Modelling neurofibromatosis type 1 tibial dysplasia and its treatment with lovastatin
1 Max Planck Institute for Molecular Genetics, FG Development & Disease, Berlin, Germany
2 Institute for Medical Genetics, Charité, Universitätsmedizin Berlin, Berlin, Germany
3 In Silico Miners, ul. Chopina 13/10, 81-782 Sopot, Poland
4 Berlin-Brandenburg Center for Regenerative Therapies (BCRT), Berlin, Germany
BMC Medicine 2008, 6:21 doi:10.1186/1741-7015-6-21Published: 31 July 2008
Bowing and/or pseudarthrosis of the tibia is a known severe complication of neurofibromatosis type 1 (NF1). Mice with conditionally inactivated neurofibromin (Nf1) in the developing limbs and cranium (Nf1Prx1) show bowing of the tibia caused by decreased bone mineralisation and increased bone vascularisation. However, in contrast to NF1 patients, spontaneous fractures do not occur in Nf1Prx1 mice probably due to the relatively low mechanical load. We studied bone healing in a cortical bone injury model in Nf1Prx1 mice as a model for NF1-associated bone disease. Taking advantage of this experimental model we explore effects of systemically applied lovastatin, a cholesterol-lowering drug, on the Nf1 deficient bone repair.
Cortical injury was induced bilaterally in the tuberositas tibiae in Nf1Prx1 mutant mice and littermate controls according to a method described previously. Paraffin as well as methacrylate sections were analysed from each animal. We divided 24 sex-matched mutant mice into a lovastatin-treated and an untreated group. The lovastatin-treated mice received 0.15 mg activated lovastatin by daily gavage. The bone repair process was analysed at three consecutive time points post injury, using histological methods, micro computed tomography measurements and in situ hybridisation.
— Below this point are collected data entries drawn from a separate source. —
PR #150, opened 2026-09-10
feat: introduce warm start

Mateusz-Switala:
## Description

  Improves the warm-start strategies for the GAM-based HPO optimizer (`GAMOptimizer`) so greedy and balanced
  starts provide meaningful discrete-parameter coverage before GAM-guided search begins.

  ## Motivation

  The previous warm-start selection could under-cover discrete parameter values, causing early trials to
  cluster and leaving the fitted GAM with sparse categorical observations.

  ## Changes

  - **Coverage-aware warm starts:** Greedy and balanced strategies prioritize combinations that cover
  previously unseen discrete values.
  - **Balanced strategy:** Uses round-robin selection across `fields_to_balance` value tuples while also
  prioritizing coverage of non-balanced discrete fields.
  - **Automatic warm-start sizing:** For greedy and balanced strategies, the effective warm-start target
  expands to the minimum required for coverage rather than failing or silently under-covering when
  `n_random_nodes` is too small.
  - **Evaluation allocation:** `max_evals` is optional; when specified, output allocation accounts for the
  effective warm-start target and reserves remaining capacity for GAM-guided evaluations.
  - **Model-value handling:** Normalizes model objects, dictionaries, and strings for coverage tracking;
  serializes model-valued DataFrame columns to `model_id` before GAM fitting.
  - **Balanced-selection fix:** Corrected the ordering/fallback behavior so round-robin balancing is
  preserved.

At each experimental time point, three lovastatin-treated mutant mice, three untreated mutant mice and three untreated control mice were analysed. The animal group humanely killed on day 14 post injury was expanded to six treated and six untreated mutant mice as well as six control mice.
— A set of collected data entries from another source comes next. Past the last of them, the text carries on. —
PR #151, opened 2026-09-10
fix(search_space): log root cause when MaaS model validation fails

jakub-walaszczyk:
_validate_foundation_model/_validate_embedding_model and the embedding auto-detection failure path in _get_models caught the model-query exception and logged only the model id, discarding the underlying OpenAI client error entirely.

- add exc_info=True so the traceback is preserved in the warning log
- add _describe_error() to extract status_code/code/message from openai.APIError (and APIStatusError subclasses) when available, falling back to str(exc) otherwise

Assisted-by: Claude Code

## Description
Brief summary of changes

## Motivation
Why is this change needed?

## Changes
- Another change

## Testing
How did you test this?

## Checklist
- [ ] Tests added/updated
- [ ] Documentation updated
- [ ] All checks passing

### DIFF
--- a/ai4rag/search_space/prepare/models.py
+++ b/ai4rag/search_space/prepare/models.py
@@ -39,7 +39,7 @@ from collections.abc import Mapping, Sequence
 from dataclasses import fields, is_dataclass
 from typing import Any
 
-from openai import OpenAI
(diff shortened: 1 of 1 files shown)


Mateusz-Switala (approved):
lgtm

Bone injury repair is a complex process, which requires the concerted effort of numerous cell types. It is initiated by an inflammatory response, which stimulates fibroblasts from the surrounding connective tissue to proliferate and fill in the injury site with a provisional extracellular matrix. In parallel, mesenchymal progenitor cells from the periost are recruited into the injury site to become osteoblasts. In Nf1Prx1 mice bone repair is delayed and characterised by the excessive formation and the persistence of fibro-cartilaginous tissue and impaired extracellular matrix mineralisation. Correspondingly, expression of Runx2 is downregulated. High-dose systemic lovastatin treatment restores Runx2 expression and accelerates new bone formation, thus improving cortical bone repair in Nf1Prx1 tibia. The bone anabolic effects correlate with a reduction of the mitogen activated protein kinase pathway hyper-activation in Nf1-deficient cells.
Our data suggest the potential usefulness of lovastatin, a drug approved by the US Food and Drug Administration in 1987 for the treatment of hypercholesteraemia, in the treatment of Nf1-related fracture healing abnormalities. The experimental model presented here constitutes a valuable tool for the pre-clinical stage testing of candidate drugs, targeting Nf1-associated bone dysplasia.